I would try to keep up with the sg water. If you are worried about stress try to keep the area moist the best you can until tomorrow then I would try the sg water again. Unfortunately sometimes these things can't be corrected.

Keep us posted.
Have you tried emailing Dr. F to see if he can help?
ADAM


----------



## Rain_Frog

no, i haven't tried Dr. Frye yet. Everything was going just fine. I'm really wondering now if it was because she tried to expel some eggs. I noticed the other day there was a strange blob of jelly on one of the leaves, but had no black yolks. I did notice one of my males engage in amplexus, but she quickly forced them off.

I honestly dont know how things turned out this way.


----------



## vet_boy77

I think you can keep trying the sugar water. Another alternative is hyperosmotic saline. Depending on the severity or the prolapse, it should only take a few minutes to reduce the swelling, and then you can try manually reducing it using lubricating jelly and a Q-tip. This is somwhat of a specialized procedure and I certainly recommend vet assistence.

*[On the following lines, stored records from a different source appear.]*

PR #9874, opened 2021-12-24
fix(Script) Quest "Deactivating the Spire"

malcrom:
## Changes Proposed:
- Update quest to deactivate the beams for 10 seconds on click like official.  
- I chose C++ over SAi for this scripting due to DespawnOrUnsummon forced respawn timer fails the first time in SAI and I wanted this to work correctly.

## SOURCE:
Sniff

## Tests Performed:
- Tested in game

## How to Test the Changes:
1. .quest add 8889
2. .go xyz 9334.2 -7880.1899 74.9103
3. do quest

### DIFF
--- a/src/server/scripts/World/go_scripts.cpp
+++ b/src/server/scripts/World/go_scripts.cpp
@@ -1942,7 +1942,7 @@ class go_duskwither_spire_power_source : public GameObjectScript
 public:
     go_duskwither_spire_power_source() : GameObjectScript("go_duskwither_spire_power_source") {}
 
-    bool OnGossipHello(Player* /*player*/ player, GameObject* go) override
+    bool OnGossipHello(Player* /*player*/, GameObject* go) override
     {
         if (Creature* bunny = go->FindNearestCreature(NPC_POWER_SOURCE_INVISIBLE_BUNNY, 1.0f))
         {
--- a/src/server/scripts/World/go_scripts.cpp
+++ b/src/server/scripts/World/go_scripts.cpp
@@ -1928,6 +1928,30 @@ public:
     }
 };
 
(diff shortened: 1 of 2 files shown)


src/server/scripts/World/go_scripts.cpp
```diff
@@ -1928,6 +1928,30 @@ class go_bells : public GameObjectScript
...
+{
+    NPC_POWER_SOURCE_INVISIBLE_BUNNY = 17984
+};
+
+class go_duskwither_spire_power_source : public GameObjectScript
+{
+public:
+    go_duskwither_spire_power_source() : GameObjectScript("go_duskwither_spire_power_source") {}
+
+    bool OnGossipHello(Player* player, GameObject* go) override
```
acidmanifesto, line 1945:
```
bool OnGossipHello(Player* /*player*/, GameObject* go) override
```

acidmanifesto (changes requested):

src/server/scripts/World/go_scripts.cpp
acidmanifesto: commit out the **player** and that should fix the compile testing.

malcrom: Thanks, fixed

acidmanifesto: You forgot to delete player so it shows as Player* /*player*/ player.
Needs to show as Player* /*player*/

acidmanifesto:
```
You forgot to delete player so it shows as Player* /*player*/ player.
Needs to show as Player* /*player*/
```

acidmanifesto (approved):

PR #9928, opened 2021-12-30
fix(SQL): Remove wrong comment

Kitzunu:


malcrom (approved):

Nyeriah:
I think this doesn't work like this unfortunatelly, we need to check if the following files applied successfully even though this one failed, and if they did, it' probably better we don't touch this since then it'll reapply to this revision. Not entirely sure though

Kitzunu:
I guess what we could do is nuke the file

Kitzunu:
💥

Nyeriah:
why was this merged? did we test if it doesn't break the database revision?

Issue #9745, opened 2021-12-17
NPCs from time to time doesn't show vendor window


Shineslippers:
### What client do you play on?

enUS

### Faction

- [X] Alliance
- [X] Horde

### Content Phase:

- [X] Generic
- [ ] 1-19
- [ ] 20-29
- [ ] 30-39
- [ ] 40-49
- [ ] 50-59

### Current Behaviour

Original report: https://github.com/chromiecraft/chromiecraft/issues/2604

When talking to a vendor, sometimes their menu doesn't appear, but the game still thinks you are "shopping" with them, and you need to walk away from them until the menu would normally close, and then initialize a conversation with them again. sometimes happens more than once, seems to only happen when initializing conversation when moving

Tester: 

The issue is confirmed. Sometimes when you running to NPCs and right-click on them it doesn't show vendor's window. NPCs is sticking to player like when vendor's window is open. `Esc` or `Rgihr-click again` doesn't help. Only out of range can reset it. It's hard to reproduce. Didn't find pattern.

https://user-images.githubusercontent.com/85256266/146576715-1f34cb9f-99e9-4fec-b5d0-9184891df209.mp4

### Expected Blizzlike Behaviour

Talking to a vendor should pull up their menu all the time without failiure.

### Source

X

### Steps to reproduce the problem

.go c 37605
run and right-click on vendor

### Extra Notes

Does not happen with just Kaita Deepforge, thats just the NPC i tested it with and noticed it first.

### AC rev. hash/commit

https://github.com/chromiecraft/azerothcore-wotlk/commit/d87d0a2ae892286a44a85cc230fa66d44479d4bd

### Operating system

Windows 10

### Modules

- [mod-ah-bot](https://github.com/azerothcore/mod-ah-bot)
- [mod-cfbg](https://github.com/azerothcore/mod-cfbg)
- [mod-chat-transmitter](https://github.com/azerothcore/mod-chat-transmitter)
- [mod-chromie-xp](https://github.com/azerothcore/mod-chromie-xp)
- [mod-desertion-warnings](https://github.com/azerothcore/mod-desertion-warnings)
- [mod-duel-reset](https://github.com/azerothcore/mod-duel-reset)
- [mod-eluna-lua-engine](https://github.com/azerothcore/mod-eluna-lua-engine)
- [mod-ip-tracker](https://github.com/azerothcore/mod-ip-tracker)
[...]

PR #9889, opened 2021-12-26
Fix (Core) issue in Creature::UpdateEntry

acidmanifesto:
This was a devil to debug. This should now load the scriptid if any and then force clear any stuck menu status before preparing and sending a gossip to a player.

## Changes Proposed:
-  We must update last scriptId or it looks like we reloaded a script, breaking some things such as gossip temporarily.

## Issues Addressed:

- Closes https://github.com/chromiecraft/chromiecraft/issues/2604
- Closes https://github.com/azerothcore/azerothcore-wotlk/issues/9745

## Tests Performed:

- Builds and Tested in Game.

## How to Test the Changes:

1. .go c 37605
2. run and right-click on vendor

image

## Known Issues and TODO List:

- [ ]
- [ ]

## How to Test AzerothCore PRs
 
When a PR is ready to be tested, it will be marked as **[WAITING TO BE TESTED]**.

You can help by testing PRs and writing your feedback here on the PR's page on GitHub. Follow the instructions here:

http://www.azerothcore.org/wiki/How-to-test-a-PR

**REMEMBER**: when testing a PR that changes something **generic** (i.e. a part of code that handles more than one specific thing), the tester should not only check that the PR does its job (e.g. fixing spell XXX) but **especially** check that the PR does not cause any regression (i.e. introducing new bugs).

**For example**: if a PR fixes spell X by changing a part of code that handles spells X, Y, and Z, we should not only test X, but **we should test Y and Z as well**.

PR #9962, opened 2022-01-01
fix(Core): Suppress status opcode after gossip menu

dantav:
This issue seems to just affect only NPCs who are quest givers who are also vendors/trainers. 

## Changes Proposed:
-  Suppress opcode query for gossip of quests

## Issues Addressed:

- Closes https://github.com/chromiecraft/chromiecraft/issues/2604
- Closes https://github.com/azerothcore/azerothcore-wotlk/issues/9745

## SOURCE:

This is debug while walking to NPC and right clicking
gossip

## Tests Performed:

- Built and tested on my local environment, no issues

## How to Test the Changes:

1. Checkout the master
2. Goto any vendor/trainer that is also a quest giver, (does not need to have any active quests)
3. Walk towards the npc while spam right clicking (don't need to go crazy here, just typical game playing)
4. You will now notice the menu appears from the NPC, however clicking on any menu item does nothing

Repeat test with standing still
You will notice it works fine.

Repeat walking test with this PR, you will see issue is gone

- More testing, interacting with other NPCs


acidmanifesto (approved):
Let see if we can get some consistant  testering

acidmanifesto:
@IntelligentQuantum can you test this.
May be a better solution then my pr attempt where i ended up i na dead end https://github.com/azerothcore/azerothcore-wotlk/pull/9889

dantav:
Yeah this one was trick

> @IntelligentQuantum can you test this. May be a better solution then my pr attempt where i ended up in a dead end #9889

Yeah this one was super tricky because of the packet timing

IntelligentQuantum (approved):

IntelligentQuantum:
@acidmanifesto works fine

acidmanifesto:
Thank you for the pr.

Just as important is why the rectum prolapsed. Egg straining is a possibility. Other causes include parasites, GI/fecal impactions, some certain metabolic problems (probably less likely since the frog is still very active), trauma, and even cancer. If it is a severe case, tissue might already be dead, and that's important to know before you put it back in the frog. 

I know I threw a lot out there, but not knowing the severity, I can only guess. My end thought is to get a vet involved. Even those inexperrienced with frogs will have some knowledge of some of the abnormalities, as well as, access to some of the agents to treat it with. Best of luck. Let us know what happens.
John


----------



## Rain_Frog

i don't know whats going on. I do not see any prolapse anymore, and my frog is very active. (She did hide from me again when I spotted her out in the open this morning). I have yet to see her eat today, but she is very fast to get away from me.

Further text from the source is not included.